There are strict regulations in place about how a strike shoud be organised. For example, there should be an agreement about the provision of continued adequate service – in this case about the care of children. Since an agreement with the Ministry of Education could not be reached, the two Unions asked the court to determine what is considered adequate service in this case. The Ministry most likely tried to prevent the strike at all costs, so in reply they lodged a counter-application. They also requested that the court declare the whole strike unlawful, as – in their opinion – a strike during an epidemic is not legal. The first decision was made by the Metropolitan Court of Budapest on Friday, January 28th, when it ruled that the strike is lawful and it even determined what is considered adequate service. However, this decision had not yet become final 3 days later, when the two Unions held the strike. The decision of the Budapest Regional Court of Appeal came 10 years after this. According to this ruling, the strike was indeed unlawful, but only because there was no final ruling on what is considered adequate service. The court did not accept the government's other arguments, including the one that striking is not allowed during a pandemic.

How many teachers are there total, and how many took part in this warning strike?

There are a total of 115 000 teachers in Hungary, and about 20 000 took part in the warning strike. This is approximately 17%.

What about all the others?

In many places, the Teachers' Union does not have representation, which makes it difficult to mobilize everyone. Most likely, there are also those who did not agree with the strike, as well as some who simply don't want to deal with all of this.

What is the government saying about the teachers' demands?

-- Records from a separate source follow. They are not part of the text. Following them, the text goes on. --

Issue #2349, opened 2021-06-29
Add a facility to pass options to various fontTools modules


belluzj:
While working on https://github.com/fonttools/fonttools/pull/2326 where I need to pass a configuration option deep into the guts of fontTools, Behdad identified that fontTools has a general need for a facility to pass such configuration options from top-level API deep into the various modules that use the options.

Summary of desired features:
* Read conf from a file
* Get conf from tools that rely on fontTools (ufo2ft/fontmake/...)
* Get conf from scripts that call fontTools APIs
* Have global / default values
* Have per-TTFont values (TTFont.config attribute)
* Use conf in any fontTools module
* Potentially have a cascading fallback system (see below)

Opinions so far:

Behdad: I'm suggesting that we add a cfg parameter to TTFont such that various modules can be configured. Eg. by configuring "fontTools.otlLib.optimize.gpos.optimize = 9"; ideally that would be inherited / cascade, such that if not set, it will fall back to "fontTools.otlLib.optimize" to "fontTools.optimize" to "optimize". Something like that. Maybe "optimize" is not the best name and compressionLevel is (for 1-9). etc. But that's the idea.

Cosimo: 
* I think I'd prefer not to add a third-party dependency and try using built-in configparser only
* I think we can simply define one configparser section for each modue that has any configuration (e.g. "otLib.optimize.gpos", omitting the leading "fontTools"), containing the name=value for the module-level global variables, e.g. "optimize = 9"
* we define the configparser logic in a new fontTools.config module, initialized every time the fontTools top-level module is imported
* individual TTFonts can have a copy of the global configuration in that `cfg` attribute you suggested, so one could override individual settings at the font level
* we search for a "fonttools.cfg" first in the same fontTools package directory (we embed a pre-populated default config in the installed package), then in default locations (e.g. ~/.config/fonttools/ or ~/.local/share/fonttools/, /usr/local/share/fonttools/, etc.)
* the fontTools.config.Config class could be a dict-like object where the keys (sections) are the names of the modules (without "fontTools." prefix), the values other dicts keyed by the variable name to be configured
* and the string values parsed to int, float, bool, etc.
* About exposing it to higher-up modules, most of them have an entrypoint that builds a new TTFont from scratch, so doesn't have a TTFont instance where to put the options at first, so we need a nice way to pass the options from that entrypoint (e.g. ufo2ft's compile() or varLib's main) down to the TTFont when it starts to exist

[...]

PR #2416, opened 2021-09-24
Add config module as per #2349

belluzj:
See issue #2349

### DIFF
--- a/Lib/fontTools/config/__init__.py
+++ b/Lib/fontTools/config/__init__.py
@@ -1,0 +1,41 @@
+"""
+Define all configuration options that can affect the working of fontTools
+modules. E.g. optimization levels of varLib IUP, otlLib GPOS compression level,
+etc. If this file gets too big, split it into smaller files per-module.
+
+An instance of the Config class can be attached to a TTFont object, so that
+the various modules can access their configuration options from it.
+"""
+from textwrap import dedent
+
+from fontTools.misc.configTools import *
+
+
+class Config(AbstractConfig):
+    options = Options()
+
+OPTIONS = Config.options
+
+Config.register_option(
+    name="fontTools.otlLib.optimize.gpos:COMPRESSION_LEVEL",
+    help=dedent(
+        """\
+        GPOS Lookup type 2 (PairPos) compression level:
+            0 = do not attempt to compact PairPos lookups;
+            1 to 8 = create at most 1 to 8 new subtables for each existing
+                subtable, provided that it would yield a 50%% file size saving;
+            9 = create as many new subtables as needed to yield a file size saving.
+        Default: 0.
+
+        This compaction aims to save file size, by splitting large class
+        kerning subtables (Format 2) that contain many zero values into
+        smaller and denser subtables. It's a trade-off between the overhead
+        of several subtables versus the sparseness of one big subtable.
+
+        See the pull request: https://github.com/fonttools/fonttools/pull/2326
+        """
+    ),
+    default=0,
+    parse=int,
+    validate=lambda v: v in range(10),
+)
--- a/Lib/fontTools/misc/configTools.py
+++ b/Lib/fontTools/misc/configTools.py
@@ -1,0 +1,274 @@
+"""
+Code of the config system; not related to fontTools or fonts in particular.
+
+The options that are specific to fontTools are in :mod:`fontTools.config`.
+
+To create your own config system, you need to create an instance of
+:class:`Options`, and a subclass of :class:`AbstractConfig` with its
+``options`` class variable set to your instance of Options.
+
+"""
+from __future__ import annotations
+
+import logging
+from dataclasses import dataclass
+from typing import (
+    Any,
+    Callable,
+    ClassVar,
+    Dict,
+    Iterator,
+    Mapping,
+    MutableMapping,
+    Union,
+)
+
+
+log = logging.getLogger(__name__)
+
+__all__ = [
+    "AbstractConfig",
+    "ConfigAlreadyRegisteredError",
+    "ConfigError",
+    "ConfigUnknownOptionError",
+    "ConfigValueParsingError",
+    "ConfigValueValidationError",
+    "Option",
+    "Options",
+]
+
+
+class ConfigError(Exception):
+    """Base exception for the config module."""
+
+
+class ConfigAlreadyRegisteredError(ConfigError):
+    """Raised when a module tries to register a configuration option that
+    already exists.
+
+    Should not be raised too much really, only when developing new fontTools
+    modules.
+    """
+
+    def __init__(self, name):
+        super().__init__(f"Config option {name} is already registered.")
+
+
+class ConfigValueParsingError(ConfigError):
+    """Raised when a configuration value cannot be parsed."""
+
+    def __init__(self, name, value):
+        super().__init__(
+            f"Config option {name}: value cannot be parsed (given {repr(value)})"
+        )
+
+
+class ConfigValueValidationError(ConfigError):
+    """Raised when a configuration value cannot be validated."""
+
+    def __init__(self, name, value):
+        super().__init__(
+            f"Config option {name}: value is invalid (given {repr(value)})"
+        )
+
+
+_NO_VALUE = object()
+
+
+class ConfigUnknownOptionError(ConfigError):
+    """Raised when a configuration option is unknown."""
+
+    def __init__(self, name, value=_NO_VALUE):
+        super().__init__(
+            f"Config option {name} is unknown"
+            + ("" if value is _NO_VALUE else f" (with given value {repr(value)})")
+        )
+
+
+@dataclass
+class Option:
+    help: str
+    """Help text for this option."""
+    default: Any
+    """Default value for this option."""
+    parse: Callable[[str], Any]
+    """Turn input (e.g. string) into proper type. Only when reading from file."""
+    validate: Callable[[Any], bool]
+    """Return true if the given value is an acceptable value."""
+
+
+class Options(Mapping):
+    """Registry of available options for a given config system.
+
+    Define new options using the :meth:`register()` method.
+
+    Access existing options using the Mapping interface.
+    """
+
+    __options: Dict[str, Option]
+
+    def __init__(self) -> None:
+        self.__options = {}
+
+    def register(
+        self,
+        name: str,
+        help: str,
+        default: Any,
+        parse: Callable[[str], Any],
+        validate: Callable[[Any], bool],
+    ) -> Option:
+        """Register a new option."""
+        return self.register_option(name, Option(help, default, parse, validate))
+
+    def register_option(self, name: str, option: Option) -> Option:
+        """Register a new option."""
+        if name in self.__options:
+            raise ConfigAlreadyRegisteredError(name)
+        self.__options[name] = option
+        return option
+
+    def __getitem__(self, __k: str) -> Option:
+        return self.__options.__getitem__(__k)
+
+    def __iter__(self) -> Iterator[str]:
+        return self.__options.__iter__()
+
+    def __len__(self) -> int:
+        return self.__options.__len__()
+
+
+_USE_GLOBAL_DEFAULT = object()
+
+
+class AbstractConfig(MutableMapping):
+    """
+    Create a set of config values, optionally pre-filled with values from
+    the given dictionary.
+
+    .. seealso:: :meth:`set()`
+
+    This config class is abstract because it needs its ``options`` class
+    var to be set to an instance of :class:`Options` before it can be
+    instanciated and used.
+
+    .. code:: python
+
+        class MyConfig(AbstractConfig):
+            options = Options()
+
+        MyConfig.register_option( "test:option_name", "This is an option", 0, int, lambda v: isinstance(v, int))
+
+        cfg = MyConfig({"test:option_name": 10})
+    """
+
+    options: ClassVar[Options]
+
+    @classmethod
+    def register_option(cls, *args, **kwargs) -> Option:
+        """Register an available option in this config system."""
+        return cls.options.register(*args, **kwargs)
+
+    _values: Dict[str, Any]
+
+    def __init__(
+        self,
+        values: Union[AbstractConfig, Dict] = {},
+        parse_values=False,
+        skip_unknown=False,
+    ):
+        self._values = {}
+        values_dict = values._values if isinstance(values, AbstractConfig) else values
+        for name, value in values_dict.items():
+            self.set(name, value, parse_values, skip_unknown)
+
+    def set(self, name: str, value: Any, parse_values=False, skip_unknown=False):
+        """Set the value of an option.
+
+        Args:
+            * `parse_values`: parse the configuration value from a string into
+                its proper type, as per its `Option` object. The default
+                behavior is to raise `ConfigValueValidationError` when the value
+                is not of the right type. Useful when reading options from a
+                file type that doesn't support as many types as Python.
+            * `skip_unknown`: skip unknown configuration options. The default
+                behaviour is to raise `ConfigUnknownOptionError`. Useful when
+                reading options from a configuration file that has extra entries
+                (e.g. for a later version of fontTools)
+        """
+        try:
+            option = self.options[name]
+        except KeyError:
+            if skip_unknown:
+                log.debug(
+                    "Config option %s is unknown (with given value %r)", name, value
+                )
+                return
+            else:
+                raise ConfigUnknownOptionError(name, value)
+
+        # Can be useful if the values come from a source that doesn't have
+        # strict typing (.ini file? Terminal input?)
+        if parse_values:
+            try:
+                value = option.parse(value)
+            except Exception as e:
+                raise ConfigValueParsingError(name, value) from e
+
+        if not option.validate(value):
+            raise ConfigValueValidationError(name, value)
+
+        self._values[name] = value
+
+    def get(self, name: str, default=_USE_GLOBAL_DEFAULT):
+        """
+        Get the value of an option. The value which is returned is the first
+        provided among:
+
+        1. a user-provided value in the options's ``self._values`` dict
+        2. a caller-provided default value to this method call
+        3. the global default for the option provided in ``fontTools.config``
+
+        This is to provide the ability to migrate progressively from config
+        options passed as arguments to fontTools APIs to config options read
+        from the current TTFont, e.g.
+
+        .. code:: python
+
+            def fontToolsAPI(font, some_option):
+                value = font.cfg.get("someLib.module:SOME_OPTION", some_option)
+                # use value
+
+        That way, the function will work the same for users of the API that
+        still pass the option to the function call, but will favour the new
+        config mechanism if the given font specifies a value for that option.
+        """
+        if name in self._values:
+            return self._values[name]
+        if default is not _USE_GLOBAL_DEFAULT:
+            return default
+        try:
+            return self.options[name].default
+        except KeyError as e:
+            raise ConfigUnknownOptionError(name) from e
+
+    def copy(self):
+        return self.__class__(self._values)
+
+    def __getitem__(self, name: str) -> Any:
+        return self.get(name)
+
+    def __setitem__(self, name: str, value: Any) -> None:
+        return self.set(name, value)
+
+    def __delitem__(self, name: str) -> None:
+        del self._values[name]
+
+    def __iter__(self) -> Iterator:
+        return self._values.__iter__()
+
+    def __len__(self) -> int:
+        return len(self._values)
+
+    def __repr__(self) -> str:
+        return f"{self.__class__.__name__}({repr(self._values)})"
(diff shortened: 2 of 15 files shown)


belluzj:
I tried to move the `register_option(...)` to be located in the module that is concerned with the option, but that creates an issue when parsing the configuration: if the module in question is not imported yet, its configuration options are not registered yet and so the contents of the configuration cannot be validated.

This could be solved by:
* listing all options in the config module instead of in the various modules
* deferring validation of config contents to the point where the option values are used, hoping that the code that uses the option is in the same module that registered the option, so the option will have been registered by then (I don't like this because I think it would be better for the user if they get a crash asap if the config contains errors)
* importing all modules that declare options when the config module is loaded (not great because why import code that you won't use?)
* having in each module a `config` file that registers options for the module, and import all of these when the top-level `config` module is loaded. Eg. `otlLib.config`, `varLib.config` etc

@anthrotype or @behdad  would you be able to advise please?

image

anthrotype:
The first option -- "listing all options in the config module instead of in the various modules" --  is the easiest, though probably not the most elegant.
The fourth option (otlLib.config, varLib.config etc) may also work, however in fonttools the subpackages `__init__.py` are usually not empty, so importing `varLib.config` would also import varLib's `__init__`.

What about, instead of needing to have calls to `register_option()` from some python module, you define a text file or files (e.g. configparser's .ini files) that contain the names of the modules and the options and the respective default values, and upon importing the global `fontTools.config` we parse that file or files (fetching it via importlib.resources and embedded in the distribution as package_data) and populate the Config class (calling register_option in turn for each one defined in the default config)?

belluzj:
> a text file or files (e.g. configparser's .ini files) that contain the names of the modules and the options and the respective default values

That sounds OK except it's not Python code, so one would not be able to implement parsing/validation logic (or one would have to express that declaratively, like with JSON Schema for example). For that reason I would say it would be better as Python code. Also, I was quite happy with the idea that you could import the config options into your code, to refer to them without having hardcoded strings in the code; that wouldn't be simple with the text-file-approach.

Maybe the first option can be made to look organized enough by having `config.varLib`, `config.otlLib` etc modules to store the options of each module? It's still the same as option 1 but maybe it would make immediate sense to contributors. What do you think about that?

anthrotype:
> implement parsing/validation logic

anthrotype:
> implement parsing/validation logic

can you make an example of what you have in mind? I thought the options values would be simple str, float, int, or stuff that you can store as json.

> you could import the config options into your code, to refer to them without having hardcoded strings in the code

Not sure what you mean by hard coded string. You could still import the default config object and get the already-parsed values from it.

anthrotype:
> config.varLib, config.otlLib etc modules to store the options of each module?

yeah, if you actually need to have _code_ to register options, then that could be an option to keep it organized. I'm still not 100 % that a declarative approach wouldn't be sufficient for our use case.

belluzj:
> can you make an example of what you have in mind? I thought the options values would be simple str, float, int, or stuff that you can store as json.

Yes it's indeed very simple stuff, but still, assuming people can give options by writing them in a config file, we should expect to get the wrong type or values out of range. JSON schema would handle these cases for sure. See the tests below: parsing an input string to int, checking that the value is in the expected range.

https://github.com/fonttools/fonttools/blob/bd0e1563ead0f309237cff15800e8a169caf63fb/Tests/config_test.py#L44-L58

> Not sure what you mean by hard coded string. You could still import the default config object and get the already-parsed values from it.

See the two tests below: you have the `config` object, and you can index it either by string or by the `Option` object. I feel that indexing by option object should be the preferred way, it would help prevent typos; but I admit it's not a massive win at all, just a small thing.

https://github.com/fonttools/fonttools/blob/bd0e1563ead0f309237cff15800e8a169caf63fb/Tests/config_test.py#L20-L30

behdad:
Collecting options from source into a toplevel config.py module is another option. We can make that run in CI and fail CI if config.py changed.

behdad:
I'll comment on the rest of the approach soon. Thanks!

belluzj:
Cosimo: don't perform conversions from string to int in the default constructor; have a special one for parsing from file that does the conversions. In general you wouldn't expect an object that accepts an int value to also accept a string value and convert it.

Lib/fontTools/otlLib/optimize/gpos.py
```diff
@@ -3,22 +3,42 @@
...
-
-# NOTE: activating this optimization via the environment variable is
-# experimental and may not be supported once an alternative mechanism
-# is in place. See: https://github.com/fonttools/fonttools/issues/2349
-GPOS_COMPACT_MODE_ENV_KEY = "FONTTOOLS_GPOS_COMPACT_MODE"
-GPOS_COMPACT_MODE_DEFAULT = "0"
+from fontTools.config import register_option
+
+MODE_OPTION = register_option(
+    name="otlLib.optimize.gpos.mode",
```
belluzj, line 15: Cosimo: prepend `fontTools.`, actually use `f'{__name__}.mode'` (but that only works if the option is defined in the module)

belluzj:
Instead of reading configuration from files, we could read it from a lib key in the designspace / UFO or a custom parameter in Glyphs.app source. 

E.g. in designspace:
```xml
<lib>
  <key>org.fontTools.config</key>
  <dict>
    <key>fontTools.otlLib.optimize.gpos.mode</key>
    <int>8</int>
  </dict>
</lib>
```

in ufo2ft: 

```python
ttFont = TTFont(config=designspace.lib.get('org.fontTools.config', {}))
```

belluzj:
Cosimo: should this module be in misc? It's not font-related

Also maybe there's an off-the-shelf thing in general for all this?

behdad:
> Instead of reading configuration from files, we could read it from a lib key in the designspace / UFO or a custom parameter in Glyphs.app source.

It can come from there as well, yes.



> ```
>     <key>fontTools.otlLib.optimize.gpos.mode</key>
> ```

I find `mode` very confusing. Can we call this `compressionLevel`?

behdad:
I feel like the module is fundamental enough that should be at toplevel `fonttools.config`. But I'm fine if it goes in `misc.config`, and for everyone to use. That's a pattern we've been following. And I don't see anything simple off the shelf that we can use.

As for the TTFont property, at the risk of bikeshedding, I suggest we call it `font.cfg`. :D.

Lib/fontTools/varLib/plot.py
```diff
@@ -2,7 +2,7 @@
 
 from fontTools.varLib.models import VariationModel, supportScalar
 from fontTools.designspaceLib import DesignSpaceDocument
-from matplotlib import pyplot
+# from matplotlib import pyplot
```
belluzj, line 5: TODO: undo this change

Lib/fontTools/otlLib/optimize/gpos.py
belluzj: @anthrotype I did this but I went with the simple option 1, so I'm not using `__name__`

belluzj:
* about where to define options: I implemented the simplest solution (all options to be listed in the config module's `__init__.py`)
* the module stays top-level but it's split between `fontTools.config.generic` (not related to fonts) and `fontTools.config` (the one to use everywhere in fontTools and client libraries). I could move the `generic` part to `misc` if that makes sense? Or not.
* I renamed `TTFont.config` to `TTFont.cfg` and `mode` to `compressionLevel`
* I'm using a dataclass in the config module and rebased on top of `drop-3.6` so that tests pass (sorry for the noise in the diffs, I'll rebase on top of main when possible)

belluzj:
@anthrotype @behdad if you agree with how it is at the moment I'll start adding other options. I would also be happy to know which options you have in mind to add; I'm think to start with the parameters to TTFont().

Lib/fontTools/config/generic.py
```diff
@@ -0,0 +1,190 @@
...
+                value = option.parse(value)
+            except Exception as e:
+                raise ConfigValueParsingError(name, value) from e
+
+        if not option.validate(value):
+            raise ConfigValueValidationError(name, value)
+
+        self._values[name] = value
+
+    def get(self, option: Union[Option, str], default=_USE_GLOBAL_DEFAULT):
```
anthrotype, line 139: what's the point of allowing either an Option or a str for the key parameter of .get() and other dict-like methods? you're only using the Option's `name` attribute, a str, to lookup the global OPTIONS dict, so I think just accepting str would be enough, no?
What's the rationale?

behdad:
Thanks Jany. This is concise and good. I have some ideas forward. Let me sketch those.

Lib/fontTools/config/__init__.py
```diff
@@ -0,0 +1,36 @@
...
+Define all configuration options that can affect the working of fontTools
+modules. E.g. optimization levels of varLib IUP, otlLib GPOS compaction, etc.
+If this file gets too big, split it into smaller files per-module.
+
+An instance of the Config class can be attached to a TTFont object, so that
+the various modules can access their configuration options from it.
+"""
+from textwrap import dedent
+
+from fontTools.config.generic import *
```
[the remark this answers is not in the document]
belluzj: Yes that makes sense, will do! I forgot about the __init__ behaviour you mention.

Lib/fontTools/otlLib/optimize/gpos.py
```diff
@@ -3,40 +3,16 @@
...
-    ),
-    default=0,
-    parse=int,
-    validate=lambda v: v in range(10),
-)
+from fontTools.config import OPTIONS
 
 log = logging.getLogger("fontTools.otlLib.optimize.gpos")
 
+LEVEL_OPTION = OPTIONS['fontTools.otlLib.optimize.gpos.compressionLevel']
```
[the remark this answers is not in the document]
belluzj: Will do both. The colon sounds a bit strange to me at first glance but maybe it will make lots of sense once I see it in the code.

Lib/fontTools/config/generic.py
belluzj: My idea here was that it is (marginally) more convenient and prevents typos. Imagine with just strings:

```python
def function():
    font.cfg['long option name without typo']
    ...lots of code...
    if something:
        font.cfg['long option name with a typo']
    ...lots of code...
    font.cfg['long option name without typo']
```
* long strings everywhere
* no editor autocomplete when using options/no squiggly underlines from the linter
* the typo would be silent until the code reaches the line of code with the typo (hopefully there's a unit test that covers it)

with the PR as it is now:

```python
THING = OPTIONS['long option name without typo']

def function():
    font.cfg[THING]
    ...lots of code...
    if something:
        font.cfg[THING]
    ...lots of code...
    font.cfg[THING]
```

* long string only once at the top
* autocomplete + linter to pick typos in the constant name
* if there's a typo in the long string it will explode on import

I do agree that these are subjective and marginal benefits, I'm happy to simplify the code and just use strings.

anthrotype: well, one could still do `font.cfg[THING.name]`.

behdad:
Copy/pasting from chat to Jany/Cosimo:

Jany, Cosimo, I have some Evil config ideass 😀
gimme a week to cook them.
Here's the sneak peak:
based on your design so far.
In your __getitem__
```
def __getitem__(s):

  if hasattr(s, '__module__'):
    s = s.__module__ + s.__name__
  elif hasattr(s, '__name__'):
    s = s.__name__
```
then accept a tuple: (path,node):
```
  s = path+node
```
in short, you can then do:
```
  cfg[obj,"COMPRESSION_LEVEL"]
```
and avoid repeating `"fontTools.ttLib....."`

any classtype or module can be passed there.

better yet, instead of a tuple, we can accept a colon as Cosimo liked 😛
```
  cfg[obj:"COMPRESSION_LEVEL"]
```

Next. If only a path is passed and no node, we return the subconfig. That is, `cfg[cls]` will return a new cfg that has subconfig for the class. `__getattr__` will also be overriden to do the right thing.  So we can do: `cfg[cls].COMPRESSION_LEVEL`

Finally, `__call__` will be used to set config on multiple objects as a context:

```
with cfg(obj1, obj2, obj3, mod1, cls1, ...):
  ...
```
and the main way to use the config is to use to populate key/value arguments of constructors, methods, and functions. The syntax for that I have not fully figured out yet.
```
  cfg.invoke(obj.method) (params)
```
That would pass all relevant cfg to method.

Anyway; this is what's been brewing in my head.

As for your Option type, I want use the typing module types directly.

No need for extra Option type.

Behdad Esfahbod,
Lemme copy/paste this on the issue.

Jany Belluz,
Ok, thanks

That sounds a bit complicated to be honest, but maybe it looks nice when using it in the code

Behdad Esfahbod,
Yeah I feel like ergonomically it works.

Jany Belluz,
Ok cool

(sounds like how a Ruby developer would think, not a Python one)
I was going for pedestrian and non-surprising

Behdad Esfahbod,
I understand 🙂

I'm not sure mine are good. Evil it might be.

But want to explore 😀

Jany Belluz,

The government's primary approach is that both the warning strike and the bigger one planned for March are political statements of the left, specifically planned for right before the parliamentary elections (to be held on 3 April). The government often refers to the fact that they started the raises in 2010 with the teachers, when the so-called "career-model" was introduced, but now it's the turn of the health workers, nurses, doctors and social workers. The government claims that they are aware of the problems teachers are facing, and that they are ready to negotiate, but everyone must respect the law. According to the official statement, the debate is about the timing of further teacher pay rises. Last December, Viktor Orbán said that it will be possible to implement further adjustments to the teachers' wages in 2023, but it seems that the Unions do not trust this.